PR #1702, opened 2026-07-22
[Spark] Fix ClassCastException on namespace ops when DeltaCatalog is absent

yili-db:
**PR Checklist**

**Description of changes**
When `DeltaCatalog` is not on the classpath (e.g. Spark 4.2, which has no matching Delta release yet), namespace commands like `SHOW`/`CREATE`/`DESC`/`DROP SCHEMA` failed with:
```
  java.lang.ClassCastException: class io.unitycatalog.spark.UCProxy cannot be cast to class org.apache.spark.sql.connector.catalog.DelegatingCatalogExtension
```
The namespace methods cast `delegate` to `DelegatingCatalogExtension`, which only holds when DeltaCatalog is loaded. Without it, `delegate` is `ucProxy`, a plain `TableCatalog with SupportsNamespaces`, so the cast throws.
################
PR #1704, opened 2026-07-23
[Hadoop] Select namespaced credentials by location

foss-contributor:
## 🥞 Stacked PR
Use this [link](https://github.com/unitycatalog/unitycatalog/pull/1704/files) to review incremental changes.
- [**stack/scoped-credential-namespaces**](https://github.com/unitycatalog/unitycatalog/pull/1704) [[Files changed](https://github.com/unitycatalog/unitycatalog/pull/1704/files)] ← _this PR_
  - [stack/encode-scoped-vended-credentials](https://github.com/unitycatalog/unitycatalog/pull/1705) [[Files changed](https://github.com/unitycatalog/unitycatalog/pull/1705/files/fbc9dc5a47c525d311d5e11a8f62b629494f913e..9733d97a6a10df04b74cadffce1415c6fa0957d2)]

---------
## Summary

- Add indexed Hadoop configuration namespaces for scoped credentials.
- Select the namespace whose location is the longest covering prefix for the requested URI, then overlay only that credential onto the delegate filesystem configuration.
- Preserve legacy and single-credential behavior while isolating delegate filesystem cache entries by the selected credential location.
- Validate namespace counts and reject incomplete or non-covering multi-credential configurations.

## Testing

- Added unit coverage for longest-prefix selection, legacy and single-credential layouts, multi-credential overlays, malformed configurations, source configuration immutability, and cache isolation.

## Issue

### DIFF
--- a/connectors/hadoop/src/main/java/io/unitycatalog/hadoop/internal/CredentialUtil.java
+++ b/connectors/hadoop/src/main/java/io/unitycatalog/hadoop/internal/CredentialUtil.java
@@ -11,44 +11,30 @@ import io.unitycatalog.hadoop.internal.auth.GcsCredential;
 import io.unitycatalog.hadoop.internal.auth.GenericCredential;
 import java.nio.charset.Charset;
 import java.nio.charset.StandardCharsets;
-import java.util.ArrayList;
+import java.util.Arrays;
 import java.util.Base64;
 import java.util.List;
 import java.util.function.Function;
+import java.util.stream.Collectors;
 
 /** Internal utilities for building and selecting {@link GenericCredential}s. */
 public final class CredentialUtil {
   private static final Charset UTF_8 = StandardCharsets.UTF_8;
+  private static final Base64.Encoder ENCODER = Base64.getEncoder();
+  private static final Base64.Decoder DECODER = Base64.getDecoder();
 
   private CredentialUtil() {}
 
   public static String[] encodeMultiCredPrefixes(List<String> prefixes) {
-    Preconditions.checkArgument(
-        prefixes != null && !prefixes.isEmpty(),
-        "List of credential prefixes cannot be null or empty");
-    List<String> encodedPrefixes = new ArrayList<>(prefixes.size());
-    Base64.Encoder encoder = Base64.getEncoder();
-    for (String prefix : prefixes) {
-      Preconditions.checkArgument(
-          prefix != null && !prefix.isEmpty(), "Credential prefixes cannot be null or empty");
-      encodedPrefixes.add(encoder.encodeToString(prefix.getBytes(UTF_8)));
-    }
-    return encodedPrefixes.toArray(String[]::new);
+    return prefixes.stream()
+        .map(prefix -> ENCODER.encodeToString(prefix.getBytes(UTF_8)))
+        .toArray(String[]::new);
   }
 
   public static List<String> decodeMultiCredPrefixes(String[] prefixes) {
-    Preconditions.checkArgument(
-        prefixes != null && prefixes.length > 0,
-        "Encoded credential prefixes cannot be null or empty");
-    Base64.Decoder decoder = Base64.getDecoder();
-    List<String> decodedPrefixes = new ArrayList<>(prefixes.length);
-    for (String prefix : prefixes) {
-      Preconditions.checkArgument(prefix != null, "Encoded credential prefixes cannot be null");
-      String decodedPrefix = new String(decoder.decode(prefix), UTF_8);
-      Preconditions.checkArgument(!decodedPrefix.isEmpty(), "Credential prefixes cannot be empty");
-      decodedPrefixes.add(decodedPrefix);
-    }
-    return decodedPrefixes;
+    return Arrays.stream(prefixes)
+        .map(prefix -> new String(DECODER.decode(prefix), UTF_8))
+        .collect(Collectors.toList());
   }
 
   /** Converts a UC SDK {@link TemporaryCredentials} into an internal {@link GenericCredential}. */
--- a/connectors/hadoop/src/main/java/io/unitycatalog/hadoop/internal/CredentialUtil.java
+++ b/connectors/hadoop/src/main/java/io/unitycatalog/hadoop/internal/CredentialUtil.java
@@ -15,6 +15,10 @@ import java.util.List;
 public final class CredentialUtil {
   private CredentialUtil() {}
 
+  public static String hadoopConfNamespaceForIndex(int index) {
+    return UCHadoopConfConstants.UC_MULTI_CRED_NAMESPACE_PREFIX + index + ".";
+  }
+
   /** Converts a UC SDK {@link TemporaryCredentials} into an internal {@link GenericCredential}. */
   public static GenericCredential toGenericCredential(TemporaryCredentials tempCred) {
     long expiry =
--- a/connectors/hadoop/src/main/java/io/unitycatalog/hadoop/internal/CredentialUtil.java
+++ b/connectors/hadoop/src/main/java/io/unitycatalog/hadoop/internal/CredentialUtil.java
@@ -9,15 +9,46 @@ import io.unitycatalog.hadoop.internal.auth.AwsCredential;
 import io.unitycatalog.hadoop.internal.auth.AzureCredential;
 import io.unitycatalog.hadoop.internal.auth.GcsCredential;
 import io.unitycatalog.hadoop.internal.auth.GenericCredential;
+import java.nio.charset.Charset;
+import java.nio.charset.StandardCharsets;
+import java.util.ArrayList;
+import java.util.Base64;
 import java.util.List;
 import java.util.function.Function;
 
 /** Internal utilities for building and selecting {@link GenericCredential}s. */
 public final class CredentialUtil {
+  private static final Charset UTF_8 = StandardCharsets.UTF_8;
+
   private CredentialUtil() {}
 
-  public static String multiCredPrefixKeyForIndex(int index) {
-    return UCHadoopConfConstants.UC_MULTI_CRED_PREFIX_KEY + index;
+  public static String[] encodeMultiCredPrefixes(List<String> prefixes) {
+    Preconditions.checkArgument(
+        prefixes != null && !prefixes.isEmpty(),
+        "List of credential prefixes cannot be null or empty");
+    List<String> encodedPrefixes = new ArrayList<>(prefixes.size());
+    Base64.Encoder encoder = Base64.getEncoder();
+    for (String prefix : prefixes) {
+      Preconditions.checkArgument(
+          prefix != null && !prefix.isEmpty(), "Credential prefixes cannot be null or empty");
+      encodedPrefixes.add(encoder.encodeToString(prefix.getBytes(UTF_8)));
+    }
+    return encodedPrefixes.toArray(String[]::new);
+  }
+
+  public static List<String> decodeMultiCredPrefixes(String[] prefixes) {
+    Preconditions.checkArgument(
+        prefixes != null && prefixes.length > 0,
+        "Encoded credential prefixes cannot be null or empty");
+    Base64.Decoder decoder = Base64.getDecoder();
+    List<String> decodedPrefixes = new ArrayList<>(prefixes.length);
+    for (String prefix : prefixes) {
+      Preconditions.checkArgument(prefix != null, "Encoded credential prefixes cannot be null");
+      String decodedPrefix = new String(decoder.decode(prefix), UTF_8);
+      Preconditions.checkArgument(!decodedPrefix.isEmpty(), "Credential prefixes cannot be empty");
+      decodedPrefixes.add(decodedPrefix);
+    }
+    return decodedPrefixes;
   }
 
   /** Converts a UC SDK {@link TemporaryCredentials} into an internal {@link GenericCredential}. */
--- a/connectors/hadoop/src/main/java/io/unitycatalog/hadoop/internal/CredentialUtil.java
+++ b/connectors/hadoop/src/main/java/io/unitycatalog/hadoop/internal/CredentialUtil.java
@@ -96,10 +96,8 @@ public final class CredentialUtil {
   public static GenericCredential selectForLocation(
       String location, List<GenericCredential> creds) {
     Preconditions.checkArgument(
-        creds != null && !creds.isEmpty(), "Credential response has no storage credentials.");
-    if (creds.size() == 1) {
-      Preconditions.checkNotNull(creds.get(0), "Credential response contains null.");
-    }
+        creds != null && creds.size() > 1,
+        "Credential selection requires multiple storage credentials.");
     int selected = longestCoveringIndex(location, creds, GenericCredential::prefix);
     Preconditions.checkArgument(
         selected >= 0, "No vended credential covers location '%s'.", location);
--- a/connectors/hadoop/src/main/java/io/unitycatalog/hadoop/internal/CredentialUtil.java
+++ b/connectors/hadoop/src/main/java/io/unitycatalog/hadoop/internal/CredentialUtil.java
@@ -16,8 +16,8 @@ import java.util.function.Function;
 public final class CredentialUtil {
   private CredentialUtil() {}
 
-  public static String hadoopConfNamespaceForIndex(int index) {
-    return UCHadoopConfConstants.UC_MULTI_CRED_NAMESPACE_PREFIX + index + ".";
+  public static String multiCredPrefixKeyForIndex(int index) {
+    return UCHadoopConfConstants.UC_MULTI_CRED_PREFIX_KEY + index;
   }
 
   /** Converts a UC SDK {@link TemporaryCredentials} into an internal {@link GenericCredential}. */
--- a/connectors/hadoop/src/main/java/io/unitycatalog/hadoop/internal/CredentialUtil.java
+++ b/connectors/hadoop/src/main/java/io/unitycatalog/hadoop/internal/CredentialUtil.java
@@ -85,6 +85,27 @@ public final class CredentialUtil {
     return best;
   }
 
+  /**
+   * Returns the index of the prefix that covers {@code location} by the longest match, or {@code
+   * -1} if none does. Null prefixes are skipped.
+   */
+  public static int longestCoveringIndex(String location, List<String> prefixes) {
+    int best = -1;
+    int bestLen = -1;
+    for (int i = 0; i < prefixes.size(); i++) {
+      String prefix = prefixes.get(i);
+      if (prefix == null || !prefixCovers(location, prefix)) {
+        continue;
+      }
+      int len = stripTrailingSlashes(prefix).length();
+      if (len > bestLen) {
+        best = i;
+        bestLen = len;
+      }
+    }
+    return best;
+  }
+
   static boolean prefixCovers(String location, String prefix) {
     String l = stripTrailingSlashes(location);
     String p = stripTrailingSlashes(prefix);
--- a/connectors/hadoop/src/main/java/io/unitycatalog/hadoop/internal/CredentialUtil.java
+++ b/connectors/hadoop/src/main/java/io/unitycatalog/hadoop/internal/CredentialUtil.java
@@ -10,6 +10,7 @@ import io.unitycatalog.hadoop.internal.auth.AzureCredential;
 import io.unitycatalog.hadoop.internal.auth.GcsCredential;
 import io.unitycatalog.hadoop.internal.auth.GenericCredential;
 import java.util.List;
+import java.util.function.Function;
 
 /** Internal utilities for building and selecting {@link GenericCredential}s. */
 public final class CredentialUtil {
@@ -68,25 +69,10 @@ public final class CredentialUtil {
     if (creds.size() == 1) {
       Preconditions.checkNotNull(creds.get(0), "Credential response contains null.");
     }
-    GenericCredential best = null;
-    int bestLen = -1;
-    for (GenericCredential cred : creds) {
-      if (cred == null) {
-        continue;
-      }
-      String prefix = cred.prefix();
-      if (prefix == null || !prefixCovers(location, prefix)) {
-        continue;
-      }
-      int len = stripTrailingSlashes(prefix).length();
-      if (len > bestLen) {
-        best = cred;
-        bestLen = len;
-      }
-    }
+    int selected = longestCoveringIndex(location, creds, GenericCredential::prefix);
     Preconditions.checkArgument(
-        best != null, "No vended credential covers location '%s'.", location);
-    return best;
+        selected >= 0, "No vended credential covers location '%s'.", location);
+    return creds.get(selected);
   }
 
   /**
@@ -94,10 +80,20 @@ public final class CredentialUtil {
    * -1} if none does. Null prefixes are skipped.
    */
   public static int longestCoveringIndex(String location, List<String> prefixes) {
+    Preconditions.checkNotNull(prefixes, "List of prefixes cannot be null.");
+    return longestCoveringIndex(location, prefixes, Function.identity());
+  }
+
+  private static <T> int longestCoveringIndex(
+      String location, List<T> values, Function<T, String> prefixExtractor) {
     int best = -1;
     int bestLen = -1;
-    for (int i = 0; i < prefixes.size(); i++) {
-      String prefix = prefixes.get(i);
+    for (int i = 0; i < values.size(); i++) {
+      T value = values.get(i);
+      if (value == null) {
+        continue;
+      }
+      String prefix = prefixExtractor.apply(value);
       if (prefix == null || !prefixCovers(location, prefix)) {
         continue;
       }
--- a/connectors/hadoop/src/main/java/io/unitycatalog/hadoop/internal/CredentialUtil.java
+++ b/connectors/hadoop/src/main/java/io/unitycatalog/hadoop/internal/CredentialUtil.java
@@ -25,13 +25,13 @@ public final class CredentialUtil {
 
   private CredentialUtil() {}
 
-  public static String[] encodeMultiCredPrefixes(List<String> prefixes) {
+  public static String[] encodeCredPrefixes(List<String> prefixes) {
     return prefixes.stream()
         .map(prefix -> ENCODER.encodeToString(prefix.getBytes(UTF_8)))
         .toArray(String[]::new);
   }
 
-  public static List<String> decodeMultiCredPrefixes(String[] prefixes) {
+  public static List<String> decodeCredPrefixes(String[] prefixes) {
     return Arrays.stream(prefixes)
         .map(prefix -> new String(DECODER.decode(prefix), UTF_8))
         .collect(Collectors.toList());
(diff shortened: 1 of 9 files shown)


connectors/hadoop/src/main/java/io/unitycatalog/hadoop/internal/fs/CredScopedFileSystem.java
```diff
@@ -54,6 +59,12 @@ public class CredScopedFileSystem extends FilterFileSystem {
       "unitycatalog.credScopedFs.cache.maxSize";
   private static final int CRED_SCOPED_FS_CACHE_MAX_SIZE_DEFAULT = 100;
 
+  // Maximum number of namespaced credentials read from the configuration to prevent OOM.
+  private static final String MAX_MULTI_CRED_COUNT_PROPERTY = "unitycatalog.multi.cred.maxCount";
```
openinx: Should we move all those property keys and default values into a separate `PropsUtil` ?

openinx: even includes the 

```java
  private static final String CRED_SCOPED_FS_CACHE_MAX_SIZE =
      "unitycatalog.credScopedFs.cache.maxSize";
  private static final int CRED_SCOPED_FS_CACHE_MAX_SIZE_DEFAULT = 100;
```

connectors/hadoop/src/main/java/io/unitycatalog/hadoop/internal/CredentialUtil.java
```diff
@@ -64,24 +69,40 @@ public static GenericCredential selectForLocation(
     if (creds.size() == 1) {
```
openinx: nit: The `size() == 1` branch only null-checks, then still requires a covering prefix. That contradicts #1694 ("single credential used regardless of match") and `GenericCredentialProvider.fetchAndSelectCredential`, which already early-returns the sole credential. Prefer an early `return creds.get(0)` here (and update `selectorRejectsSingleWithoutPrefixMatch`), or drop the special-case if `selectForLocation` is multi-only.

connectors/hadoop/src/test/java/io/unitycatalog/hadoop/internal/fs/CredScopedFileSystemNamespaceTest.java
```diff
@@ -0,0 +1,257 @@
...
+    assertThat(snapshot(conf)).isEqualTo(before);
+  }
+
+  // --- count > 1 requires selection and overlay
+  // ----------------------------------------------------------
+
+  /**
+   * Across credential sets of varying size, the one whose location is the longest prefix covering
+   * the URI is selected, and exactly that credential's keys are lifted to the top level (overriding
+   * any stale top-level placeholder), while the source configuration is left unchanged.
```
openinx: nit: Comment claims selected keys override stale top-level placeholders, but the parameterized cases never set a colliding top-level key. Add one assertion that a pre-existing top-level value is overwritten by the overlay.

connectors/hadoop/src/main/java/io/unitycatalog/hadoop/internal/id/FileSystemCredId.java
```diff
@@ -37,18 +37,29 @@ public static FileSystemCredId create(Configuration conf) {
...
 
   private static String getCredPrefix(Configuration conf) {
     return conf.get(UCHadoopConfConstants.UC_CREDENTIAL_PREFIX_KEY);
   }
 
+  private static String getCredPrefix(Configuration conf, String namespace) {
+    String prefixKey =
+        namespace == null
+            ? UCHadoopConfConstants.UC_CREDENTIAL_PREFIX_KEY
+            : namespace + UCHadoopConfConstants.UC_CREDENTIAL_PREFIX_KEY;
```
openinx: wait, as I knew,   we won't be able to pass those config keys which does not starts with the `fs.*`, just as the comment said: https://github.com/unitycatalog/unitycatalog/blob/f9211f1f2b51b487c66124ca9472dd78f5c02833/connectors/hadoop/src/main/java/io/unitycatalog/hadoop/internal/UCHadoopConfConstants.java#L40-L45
################
### Exercise
Report only a number: how many lines in the material above contain the string "source".

### Written answer
2